=== AIM OF THE EXERCISE ===
Restate the whole of the data verbatim, omitting nothing.

[Collected data entries]
——

PR #3386, opened 2019-06-05
[WIP] Try to keep the number of jobs as high as possible

acmorrow:
## Remove this paragraph

## Contributor Checklist:

### DIFF
--- a/SCons/Job.py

——

=== ANSWER TO THIS PROBLEM ===
PR #3386, opened 2019-06-05
[WIP] Try to keep the number of jobs as high as possible

acmorrow:
## Remove this paragraph

## Contributor Checklist:

### DIFF
--- a/SCons/Job.py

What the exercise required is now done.